**Exercise directions:**
The answer is every line of the records that holds the word "Task", copied in full.

(Dataset entries)
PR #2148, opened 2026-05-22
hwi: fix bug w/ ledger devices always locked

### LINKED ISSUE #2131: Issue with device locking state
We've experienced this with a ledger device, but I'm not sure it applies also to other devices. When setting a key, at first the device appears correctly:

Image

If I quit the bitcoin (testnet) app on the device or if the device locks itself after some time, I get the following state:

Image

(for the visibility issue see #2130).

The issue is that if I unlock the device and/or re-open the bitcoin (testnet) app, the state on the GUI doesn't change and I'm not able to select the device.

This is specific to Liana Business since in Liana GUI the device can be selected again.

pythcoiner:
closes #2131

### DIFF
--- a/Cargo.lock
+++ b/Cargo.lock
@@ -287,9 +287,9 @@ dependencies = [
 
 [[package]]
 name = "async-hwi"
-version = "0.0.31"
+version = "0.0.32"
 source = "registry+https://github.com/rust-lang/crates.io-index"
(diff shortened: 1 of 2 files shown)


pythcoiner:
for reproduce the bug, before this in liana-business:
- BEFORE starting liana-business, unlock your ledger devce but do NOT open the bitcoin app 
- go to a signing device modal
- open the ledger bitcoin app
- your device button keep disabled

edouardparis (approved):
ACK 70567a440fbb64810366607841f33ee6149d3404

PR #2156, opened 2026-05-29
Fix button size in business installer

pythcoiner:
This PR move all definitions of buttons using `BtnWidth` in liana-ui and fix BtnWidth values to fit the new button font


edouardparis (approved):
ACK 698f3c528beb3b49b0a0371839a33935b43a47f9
...
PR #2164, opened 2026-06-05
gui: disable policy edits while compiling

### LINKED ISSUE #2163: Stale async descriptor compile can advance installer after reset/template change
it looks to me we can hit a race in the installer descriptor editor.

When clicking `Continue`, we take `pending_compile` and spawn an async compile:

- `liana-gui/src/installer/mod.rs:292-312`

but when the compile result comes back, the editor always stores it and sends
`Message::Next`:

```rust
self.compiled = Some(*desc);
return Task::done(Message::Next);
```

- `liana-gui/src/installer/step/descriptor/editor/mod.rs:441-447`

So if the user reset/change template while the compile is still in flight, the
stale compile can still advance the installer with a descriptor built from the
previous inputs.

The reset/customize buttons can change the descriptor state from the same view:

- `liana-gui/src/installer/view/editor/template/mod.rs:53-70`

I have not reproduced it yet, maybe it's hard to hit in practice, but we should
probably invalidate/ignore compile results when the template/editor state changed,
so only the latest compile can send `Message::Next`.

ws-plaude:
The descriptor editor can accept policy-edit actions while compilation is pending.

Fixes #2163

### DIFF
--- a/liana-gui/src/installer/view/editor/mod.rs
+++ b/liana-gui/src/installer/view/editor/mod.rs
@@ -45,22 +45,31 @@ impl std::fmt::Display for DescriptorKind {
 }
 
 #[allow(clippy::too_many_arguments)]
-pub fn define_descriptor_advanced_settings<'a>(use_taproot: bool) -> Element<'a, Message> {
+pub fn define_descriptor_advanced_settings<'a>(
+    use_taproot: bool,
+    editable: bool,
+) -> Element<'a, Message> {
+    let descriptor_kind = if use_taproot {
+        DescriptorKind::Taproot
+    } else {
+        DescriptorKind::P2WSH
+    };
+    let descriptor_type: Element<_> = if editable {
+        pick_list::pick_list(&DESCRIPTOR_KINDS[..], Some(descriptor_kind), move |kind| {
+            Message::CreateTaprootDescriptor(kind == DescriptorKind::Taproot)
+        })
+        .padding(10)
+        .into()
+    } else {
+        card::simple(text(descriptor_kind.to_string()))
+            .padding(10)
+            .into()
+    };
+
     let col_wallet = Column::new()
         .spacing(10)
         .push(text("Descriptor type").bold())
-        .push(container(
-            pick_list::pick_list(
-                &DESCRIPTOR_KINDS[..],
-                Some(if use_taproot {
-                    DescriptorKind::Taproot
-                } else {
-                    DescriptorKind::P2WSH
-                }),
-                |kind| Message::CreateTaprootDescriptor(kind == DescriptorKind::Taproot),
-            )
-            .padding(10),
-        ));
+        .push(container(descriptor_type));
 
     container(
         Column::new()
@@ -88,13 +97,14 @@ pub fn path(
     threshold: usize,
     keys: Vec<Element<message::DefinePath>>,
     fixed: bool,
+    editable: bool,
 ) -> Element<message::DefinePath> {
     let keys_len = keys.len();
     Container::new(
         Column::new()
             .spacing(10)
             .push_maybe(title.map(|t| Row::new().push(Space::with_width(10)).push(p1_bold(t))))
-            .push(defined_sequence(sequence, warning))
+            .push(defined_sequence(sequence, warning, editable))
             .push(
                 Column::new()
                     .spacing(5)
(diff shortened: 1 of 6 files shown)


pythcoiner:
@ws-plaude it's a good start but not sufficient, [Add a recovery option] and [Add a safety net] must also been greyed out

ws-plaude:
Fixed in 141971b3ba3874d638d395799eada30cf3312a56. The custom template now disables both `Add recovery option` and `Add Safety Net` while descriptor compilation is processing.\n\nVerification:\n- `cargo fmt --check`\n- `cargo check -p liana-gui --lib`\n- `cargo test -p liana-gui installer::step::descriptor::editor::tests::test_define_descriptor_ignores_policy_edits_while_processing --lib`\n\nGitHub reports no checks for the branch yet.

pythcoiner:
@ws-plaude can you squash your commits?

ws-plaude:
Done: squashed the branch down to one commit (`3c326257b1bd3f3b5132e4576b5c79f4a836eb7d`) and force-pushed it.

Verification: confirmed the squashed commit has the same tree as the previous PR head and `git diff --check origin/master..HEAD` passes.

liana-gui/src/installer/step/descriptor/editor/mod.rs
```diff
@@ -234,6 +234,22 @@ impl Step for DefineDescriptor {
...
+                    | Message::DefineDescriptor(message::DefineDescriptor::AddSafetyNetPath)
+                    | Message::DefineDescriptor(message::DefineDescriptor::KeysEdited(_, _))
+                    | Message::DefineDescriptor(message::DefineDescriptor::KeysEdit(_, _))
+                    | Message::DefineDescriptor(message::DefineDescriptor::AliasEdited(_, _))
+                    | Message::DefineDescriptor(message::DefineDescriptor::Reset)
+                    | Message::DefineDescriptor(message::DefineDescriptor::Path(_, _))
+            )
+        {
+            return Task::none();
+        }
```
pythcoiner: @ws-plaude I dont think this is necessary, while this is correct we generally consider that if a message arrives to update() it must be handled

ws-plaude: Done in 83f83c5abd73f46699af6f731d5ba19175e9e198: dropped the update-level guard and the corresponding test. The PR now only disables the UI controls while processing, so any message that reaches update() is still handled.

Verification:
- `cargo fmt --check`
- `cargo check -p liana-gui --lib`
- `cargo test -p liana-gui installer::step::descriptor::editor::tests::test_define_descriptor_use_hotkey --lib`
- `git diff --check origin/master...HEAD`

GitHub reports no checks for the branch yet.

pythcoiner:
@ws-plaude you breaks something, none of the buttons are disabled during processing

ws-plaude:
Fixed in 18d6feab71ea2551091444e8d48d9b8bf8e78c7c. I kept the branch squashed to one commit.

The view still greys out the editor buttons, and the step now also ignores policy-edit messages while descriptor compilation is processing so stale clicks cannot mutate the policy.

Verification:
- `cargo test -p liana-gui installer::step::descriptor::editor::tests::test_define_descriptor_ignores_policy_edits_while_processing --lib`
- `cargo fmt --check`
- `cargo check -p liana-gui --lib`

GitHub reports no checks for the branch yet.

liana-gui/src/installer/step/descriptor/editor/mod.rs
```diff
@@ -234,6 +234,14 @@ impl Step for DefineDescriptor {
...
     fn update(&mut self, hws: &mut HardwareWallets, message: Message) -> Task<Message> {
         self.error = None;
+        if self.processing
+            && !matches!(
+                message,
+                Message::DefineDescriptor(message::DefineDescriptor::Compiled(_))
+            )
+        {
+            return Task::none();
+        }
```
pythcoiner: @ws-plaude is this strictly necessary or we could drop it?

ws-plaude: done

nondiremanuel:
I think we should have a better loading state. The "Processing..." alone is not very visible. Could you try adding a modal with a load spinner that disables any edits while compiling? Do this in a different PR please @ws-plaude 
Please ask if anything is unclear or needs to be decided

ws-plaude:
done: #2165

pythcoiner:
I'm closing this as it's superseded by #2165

**Answer section:**
return Task::done(Message::Next);
+            return Task::none();
     fn update(&mut self, hws: &mut HardwareWallets, message: Message) -> Task<Message> {
+            return Task::none();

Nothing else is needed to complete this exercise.